Review by Publisher's Weekly Review
The final essay in this unfocused collection recounts Rekdal's search for evidence of a Chinese community that had settled in Natchez, Miss., in the early 1900s; her great-aunt was a member. At the visitor's center in Natchez, she is told there was no such community. The attendant explains, "There's just us. Just Natchez. EveryoneDblacks, white, Chinese, we're all in here together." Rekdal, the daughter of a Chinese-American mother and an American father of "Norwegian stock," is attracted to the inclusiveness implied in the Natchezian's statement, but finds it difficult to believe. Traveling through America, Taiwan, Japan, Korea and China, she continually confronts the difficulty of negotiating her biracial identity and the hard truth that she "cannot choose one identity without losing half of [her]self." A poet (her first collection, A Crash of Rhinos, is forthcoming), Rekdal writes with a sure hand, though she stretches her broad subtitle to encompass travel sketches, childhood memories and meditations on sharks and BB guns. The essays are further diffused by her technique of continuously moving between past and present (her excursion to Taiwan, for example, serves almost entirely as backdrop for thoughts of her boyfriend in America). Perhaps the difficulty of Rekdal's position prevents her from seeing what could have been her focus. When trying to explain to the Japanese family she stays with that she is half-Chinese, she is sternly rebuked with "I am sorry, but you are American": what it means to be American is the insistent, unanswerable question that dogs Rekdal wherever she goes. Agent, Leigh Feldman, Darshanoff & Verrill Literary Agency. (Oct.) (c) Copyright PWxyz, LLC. All rights reserved
(c) Copyright PWxyz, LLC. All rights reserved
Review by Library Journal Review
Born and reared in Seattle, Rekdal (poetry, Univ. of Wyoming, Laramie) is a hyphenated third-generation American of half Chinese, half Norwegian descent. In these essays, she ruminates on family history and ethnic identity. For instance, she relates that when she attempted to patch together her family's assimilation story as a child, her grandparents, mother, and aunt deliberately misinterpreted her questions or insinuated that such questions shouldn't be asked. At 20, she set out looking for answers. She visited Japan as an exchange student, taught English at a high school in Korea, and traced her great aunt's life in small-town Mississippi. When she and her mother traveled to China, they decided that now they can only be visitors. Unfortunately, there is a sameness to these essays, and potentially interesting questions never get asked, let alone answered, such as why her parents chose the name Paisley and how did she become a writer. Recommended for larger libraries and those serving Asian American communities. (Rekdal's A Crash of Rhinos, a collection of poetry, is scheduled to be published this year by the University of Georgia Press.)DPam Kingsbury, Florence, AL (c) Copyright 2010. Library Journals LLC, a wholly owned subsidiary of Media Source, Inc. No redistribution permitted.

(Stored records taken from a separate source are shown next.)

PR #451, opened 2015-01-15
ability to rollback an individual migration without migrations that have...

automatical:
... happened after it

There are some situations where migrations may happen out of order of they they are written, this change allows single migrations to be reverted on an individual basis.

### DIFF
--- a/src/Phinx/Console/Command/Rollback.php
+++ b/src/Phinx/Console/Command/Rollback.php
@@ -45,13 +45,17 @@ class Rollback extends AbstractCommand
 
         $this->setName('rollback')
              ->setDescription('Rollback the last or to a specific migration')
+             ->addOption('--individual', '-i', InputOption::VALUE_OPTIONAL, 'An individual migration to roll back')
              ->addOption('--target', '-t', InputOption::VALUE_REQUIRED, 'The version number to rollback to')
              ->setHelp(
 <<<EOT
-The <info>rollback</info> command reverts the last migration, or optionally up to a specific version
+The <info>rollback</info> command reverts the last migration, or optionally up to a specific version.
+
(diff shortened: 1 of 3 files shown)


temperedvision:
I would also like to see this kind of feature being added, especially for large teams with different parts of a project, where linear based may only made sense up to a point (especially when testing out individual features etc)

robmorgan:
I'm waiting to see if theres further community support before merging

jvengeon:
I would like also migrate or rollback a specific version.

Timethor:
This would be a great feature addition

fabianhoward:
This would be really helpful. When merging in development branches of git it often happens that the migrations created are dated before some of the ones already deployed.

rquadling:
I would find this feature a bit of a problem for views/stored procedures/etc that are dependent upon a specific column existing that can be removed by randomly rolling back a migration.

Rolling back should by LIFO (Last In, First Out).

rquadling:
@fabianhoward, We use a mechanism to rename the migrations in a branch such that they are pushed as close to now as possible rather than when they were created. This is done prior to feature finishing. So, as far as production is concerned, these migrations have just been developed. As each feature branch is closed, its migrations are the most recent ones to add. It works for us (4 devs in 2 countries with 3 different applications and - at the moment - 18 different features being developed across the set). Of course, YMMV.

voidcontext:
+1 for this feature, it would be really helpful.

shadowhand:
@automatical I really like the idea of this change, but it can no longer be merged into the 0.4.x branch, as we are now targeting 0.5.x. Please open a new PR against the 0.5.x-dev branch. Thank you!

automatical:
@shadowhand Sure, I'll get this to you at some point during the holiday break.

(c) Copyright Library Journals LLC, a wholly owned subsidiary of Media Source, Inc. No redistribution permitted.
Review by Kirkus Book Review
A series of travelogues and memoirs linked by the subjects of race and identity. In 11 pieces ranging in length from mere paragraphs to several pages, Rekdal writes with candor and poetic deftness about experiences in her distant and recent life as a woman of half-Norwegian and half-Chinese descent. In Taipei she traveled with her Chinese mother (making one half of an odd pair whose intimacy confused concierges and shopkeepers), while in Korea (where she taught English at a girls high school in a small, conservative town) her lessons evolve into arguments about gender, sexuality, and their attendant mores. Rekdal doesnt shirk from putting her inner self on the line; her intimate relationships with boyfriends and parents are subject to the same gimlet gaze as foreign places and peopleand, depending on whether her travels are within the boundaries of the US or within the bank of her childhood memories, the tone of her collection shifts from the light-hearted and ironic to the ambiguous and even tragic. (A long memoir of Rekdals sixth-grade friendship with another studenta black girl from a white foster-family whose own struggle with self and world exacts a priceedges the story into deeper waters, for example.) Her account cannot quite be considered a memoir, nor is it entirely a collection of essays. Its cumulative but delicate strength lies primarily in the authors narrative and descriptive skills (she has published poems and essays in several small journals), as well as its refusal to be anything more than anecdotal and matter-of-fact. The impish, nothing-to-it-ness of Mark Salzmans Iron and Silk (as well as Susanna Kaysens Girl, Interrupted ) comes to mind. Like its author, this is a hybridboth casual and entertaining.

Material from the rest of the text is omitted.